Surprisingly, however, the worst rockfalls didn't take place on sunny slopes where the direct heat was strongest, but on shaded northern faces, where the high air temperature penetrated the mountain. Ominously, the study concludes that with one degree of further global warming, more permafrost degradation in the Alps is unavoidable. ‘Widespread rockfall and geotechnical problems with human infrastructure are likely to be recurrent consequences of warming permafrost in rock walls due to predicted climatic changes,’ Haeberli and his colleagues warn. ‘The extreme summer of 2003 and its impact on mountain permafrost may be seen as a first manifestation of these projections.’
As mountain slopes thaw out and fail, whole towns and villages will be at risk of destruction in the Alps and other mountain regions. Some towns, like Pontresina in eastern Switzerland, have already begun building earthen bulwarks to guard against deadly landslides from the melting slopes above. But many more will remain unprotected and unprepared-until the worst happens, bringing death crashing down from above, suddenly and with no warning. Moreover, this won't be the only danger associated with mountains in the warming world: as later chapters show, just as dangerous will be the likelihood of running out of life's most precious resource-water.
Queensland's frogs boil
No one could accuse the Australian authorities of not taking their responsibility to protect the Queensland Wet Tropics rainforest seriously. Visitors must stay on walking tracks at all times. Fuel for stoves must be brought in, as campfires might disturb the delicate nutrient cycle of the forest. Every tuft of moss, leaf and twig is protected: removing living materials is a criminal offence. Dogs and cats are banned, as are soap, toothpaste and sunscreen, in case these chemicals leach into streams and harm aquatic animals. And you're most certainly not allowed to swing from vines in the trees.
There is good reason for this intense conservation focus. Recognised since 1988 as a UNESCO World Heritage Site, seven hundred species of plants are found nowhere else on Earth. The Wet Tropics ecosystem contains many species that are unique relicts from ancient rainforests which once grew on the Gondwanan supercontinent 120 million years ago. Many of the same fern species which are still found there today were once grazed by dinosaurs. Amazing carnivorous plants-like pitcher plants and sundews-poke out from the forest floor. Pythons wind around branches, whilst skinks and geckos scurry across rocks and up tree trunks. Thirteen mammal species-including tree kangaroos and ringtail possums-are also unique to the Wet Tropics region. Overall the area is home to a quarter of Australia's frogs, a third of its freshwater fish, and nearly half of its birds-all on a fraction of 1 per cent of the continent.

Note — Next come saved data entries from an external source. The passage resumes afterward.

PR #224, opened 2018-12-20
Add support for sslmode - fixes #207

### LINKED ISSUE #207: SSL mode support
https://www.postgresql.org/docs/current/libpq-connect.html#LIBPQ-CONNECT-SSLMODE
https://www.postgresql.org/docs/current/libpq-ssl.html#LIBPQ-SSL-PROTECTION

BillyYccc:
This PR is to fix #207.

Changes:
- add support for **sslmode**
- **ssl** parameter is now deprecated and **sslmode** should be used instead.
 Client is in `DISABLE` mode by default, `setSsl(true)` is equivalent to `setSslMode(REQUIRE)` and `setSsl(false)` is equivalent to `setSslMode(DISABLE)` so that we can avoid break changes.
- refactor PgConnectionFactory and SocketConnection class

### DIFF
--- a/src/main/java/io/reactiverse/pgclient/PgConnectOptions.java
+++ b/src/main/java/io/reactiverse/pgclient/PgConnectOptions.java
@@ -258,7 +258,7 @@ public class PgConnectOptions extends NetClientOptions {
   @Override
   public PgConnectOptions setSsl(boolean ssl) {
     if (ssl) {
-      setSslMode(SslMode.REQUIRE);
+      setSslMode(SslMode.VERIFY_CA);
     } else {
       setSslMode(SslMode.DISABLE);
     }
--- a/src/main/java/io/reactiverse/pgclient/PgConnectOptions.java
+++ b/src/main/java/io/reactiverse/pgclient/PgConnectOptions.java
@@ -79,6 +79,9 @@ public class PgConnectOptions extends NetClientOptions {
     if (getenv("PGPASSWORD") != null) {
       pgConnectOptions.setPassword(getenv("PGPASSWORD"));
     }
+    if (getenv("PGSSLMODE") != null) {
+      pgConnectOptions.setSslMode(SslMode.of(getenv("PGSSLMODE")));
+    }
     return pgConnectOptions;
   }
 
@@ -89,6 +92,7 @@ public class PgConnectOptions extends NetClientOptions {
   public static final String DEFAULT_PASSWORD = "pass";
   public static final boolean DEFAULT_CACHE_PREPARED_STATEMENTS = false;
   public static final int DEFAULT_PIPELINING_LIMIT = 256;
+  public static final SslMode DEFAULT_SSLMODE = SslMode.DISABLE;
 
   private String host;
   private int port;
@@ -97,6 +101,7 @@ public class PgConnectOptions extends NetClientOptions {
   private String password;
   private boolean cachePreparedStatements;
   private int pipeliningLimit;
+  private SslMode sslMode;
 
   public PgConnectOptions() {
     super();
@@ -118,6 +123,7 @@ public class PgConnectOptions extends NetClientOptions {
     password = other.password;
     pipeliningLimit = other.pipeliningLimit;
     cachePreparedStatements = other.cachePreparedStatements;
+    sslMode = other.sslMode;
   }
 
   public String getHost() {
@@ -186,6 +192,15 @@ public class PgConnectOptions extends NetClientOptions {
     return this;
   }
 
+  public SslMode getSslMode() {
+    return sslMode;
+  }
+
+  public PgConnectOptions setSslMode(SslMode sslmode) {
+    this.sslMode = sslmode;
+    return this;
+  }
+
   @Override
   public PgConnectOptions setSendBufferSize(int sendBufferSize) {
     return (PgConnectOptions)super.setSendBufferSize(sendBufferSize);
@@ -231,8 +246,15 @@ public class PgConnectOptions extends NetClientOptions {
     return (PgConnectOptions)super.setIdleTimeout(idleTimeout);
   }
 
+  @Deprecated
   @Override
   public PgConnectOptions setSsl(boolean ssl) {
+    // keep consistence with Vert.x NetClient behavior to avoid breaking changes, try setSslMode() instead.
+    if (ssl) {
+      setSslMode(SslMode.REQUIRE);
+    } else {
+      setSslMode(SslMode.DISABLE);
+    }
     return (PgConnectOptions)super.setSsl(ssl);
   }
 
@@ -397,6 +419,7 @@ public class PgConnectOptions extends NetClientOptions {
     password = DEFAULT_PASSWORD;
     cachePreparedStatements = DEFAULT_CACHE_PREPARED_STATEMENTS;
     pipeliningLimit = DEFAULT_PIPELINING_LIMIT;
+    sslMode = DEFAULT_SSLMODE;
   }
 
   @Override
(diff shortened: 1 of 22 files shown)


src/main/java/io/reactiverse/pgclient/PgPoolOptions.java
```diff
@@ -200,6 +205,7 @@ public PgPoolOptions setIdleTimeout(int idleTimeout) {
     return (PgPoolOptions) super.setIdleTimeout(idleTimeout);
   }
 
+  @Deprecated
```
vietj: why this needs to be deprecated ?

vietj: I believe we can let it as is and instead of having a boolean ssl, have it set the SSL mode to REQUIRE/DISABLE instead

BillyYccc: Updated with https://github.com/reactiverse/reactive-pg-client/pull/224/commits/905ee6008c187f760ce56dc0951d9c7da8e1cae2

src/main/java/io/reactiverse/pgclient/impl/PgConnectionFactory.java
```diff
@@ -86,7 +90,88 @@ public void close() {
...
+        initiateConnection(true, ar -> {
+          if (ar.succeeded()) {
+            handler.handle(Future.succeededFuture(ar.result()));
+          } else {
+            initiateConnection(false, handler);
+          }
+        });
+        break;
+      case VERIFY_FULL:
+        if (hostnameVerificationAlgorithm == null || hostnameVerificationAlgorithm.isEmpty()) {
```
vietj: can't we verify this before connecting ?

src/test/java/io/reactiverse/pgclient/UnixDomainSocketTest.java
```diff
@@ -95,4 +96,14 @@ public void connectWithVertxInstance(TestContext context) {
       vertx.close();
     }
   }
+
+  @Test
+  public void testIgnoreSslMode(TestContext context) {
```
vietj: why is SSL mode is ignored with domain sockets ?

BillyYccc: See the documentation in https://www.postgresql.org/docs/current/libpq-connect.html.
> sslmode is ignored for Unix domain socket communication.

I'm not sure whether Postgres supports SSL over domain socket, maybe we can make domain socket behave the same like TCP connection and let the server handle this?

src/main/java/io/reactiverse/pgclient/impl/PgConnectionFactory.java
BillyYccc: The purpose here is to force the check to avoid unneccesary connection if SSL options(via NetClientOptions) are not configured correctly and break the restrictions of sslmode.

src/test/java/io/reactiverse/pgclient/UnixDomainSocketTest.java
vietj: I was actually curious to understand that. I think it's fine this way then as it's not supported at all.

src/main/java/io/reactiverse/pgclient/impl/codec/decoder/InitiateSslHandler.java
```diff
@@ -81,7 +79,9 @@ public void exceptionCaught(ChannelHandlerContext ctx, Throwable cause) throws E
       DecoderException err = (DecoderException) cause;
       cause = err.getCause();
     }
-    upgradeFuture.fail(cause);
+    if (!upgradeFuture.isComplete()) {
```
vietj: rather use `upgradeFuture.tryFail(cause)`

vietj:
I can see some parts of the `SocketConnection` have been moved to the `PgConnectionFactory` for SSL. Can you put them back in `SocketConnection` as I think it's where it belongs to.

src/main/java/io/reactiverse/pgclient/impl/codec/decoder/InitiateSslHandler.java
BillyYccc: Updated in https://github.com/reactiverse/reactive-pg-client/pull/224/commits/d874dcb80c57141e5cdb7321dee348257753f29a.

BillyYccc:
> I can see some parts of the `SocketConnection` have been moved to the `PgConnectionFactory` for SSL. Can you put them back in `SocketConnection` as I think it's where it belongs to.

I have moved them back in https://github.com/reactiverse/reactive-pg-client/pull/224/commits/41e004c23eb549e060ad6bd4310f4bffd1fb1bbf.

src/main/java/io/reactiverse/pgclient/PgConnectOptions.java
```diff
@@ -233,7 +248,12 @@ public PgConnectOptions setIdleTimeout(int idleTimeout) {
 
   @Override
   public PgConnectOptions setSsl(boolean ssl) {
-    return (PgConnectOptions)super.setSsl(ssl);
+    if (ssl) {
+      setSslMode(SslMode.REQUIRE);
```
vietj: does REQUIRE validates the certificates ?

src/main/java/io/reactiverse/pgclient/PgConnectOptions.java
```diff
@@ -186,6 +192,15 @@ public PgConnectOptions setCachePreparedStatements(boolean cachePreparedStatemen
     return this;
   }
 
+  public SslMode getSslMode() {
+    return sslMode;
+  }
+
+  public PgConnectOptions setSslMode(SslMode sslmode) {
```
vietj: need Javadoc

src/main/java/io/reactiverse/pgclient/PgConnectOptions.java
```diff
@@ -186,6 +192,15 @@ public PgConnectOptions setCachePreparedStatements(boolean cachePreparedStatemen
     return this;
   }
 
+  public SslMode getSslMode() {
```
vietj: missingjavadoc

src/main/java/io/reactiverse/pgclient/PgConnectOptions.java
vietj: I believe it is rather equivalent to verify_ca

BillyYccc: It's stated in https://www.postgresql.org/docs/current/libpq-connect.html

> only try an SSL connection. If a root CA file is present, verify the certificate in the same way as if verify-ca was specified

BillyYccc:
Javadoc updated in https://github.com/reactiverse/reactive-pg-client/pull/224/commits/3383d9f6c5eb940ddc314e6cf51063cd555f24c9.

src/main/java/io/reactiverse/pgclient/PgConnectOptions.java
BillyYccc: Why setSsl(true) is equivalent to verify_ca?

BillyYccc:
Fine, I have make changes in https://github.com/reactiverse/reactive-pg-client/pull/224/commits/9d11e8d8471c1336c39ca1aa8c8d00774b94bc11.

src/test/java/io/reactiverse/pgclient/PgClientTestBase.java
```diff
@@ -101,7 +101,7 @@ public void testConnectInvalidUsername(TestContext ctx) {
   @Test
   public void testConnectNonSSLServer(TestContext ctx) {
     Async async = ctx.async();
-    options.setSsl(true).setTrustAll(true);
+    options.setSslMode(SslMode.REQUIRE).setTrustAll(true);
```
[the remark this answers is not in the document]
BillyYccc: I think using `REQUIRE` is fine because verifying the certificate is not related to the testing target here?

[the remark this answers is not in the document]
vietj: right

BillyYccc:
@vietj Thanks for reviewing!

Yet there is one threat which the Australian authorities are powerless to prevent-and indeed have actively conspired to ignore. It comes not from feral pigs or cane toads, nor even from a thousand swinging, littering, tooth-brushing humans. This threat comes as the climate which sustains the forests-in some areas with a staggering 8 metres of annual rainfall-gradually begins to warm up. It turns out that the Queensland Wet Tropics rainforest is one of the most sensitive areas on the planet to climate change. Just one degree of warming will have devastating impacts on species diversity and habitats.
The reason lies in the unusual topography of the Wet Tropics area. Unlike the Amazon forest, which covers a huge, flat basin until it rises into the eastern slopes of the Andes, the Queensland rainforest comprises hilly terrain-starting from the white sands fringing the ocean to heights of 1,500 metres or more in places. Many of the species which are unique to the area are found only above certain heights: there's a ring-tailed possum which is only found above 800 metres in altitude, and many birds, reptiles and frogs only live at the tops of mountains. As the climate warms, temperature zones rise up the mountainsides, squeezing these species into diminishing islands of habitat-and eventually leaving them with nowhere to live at all. They, like the polar species in the Arctic, will have been literally pushed off the planet.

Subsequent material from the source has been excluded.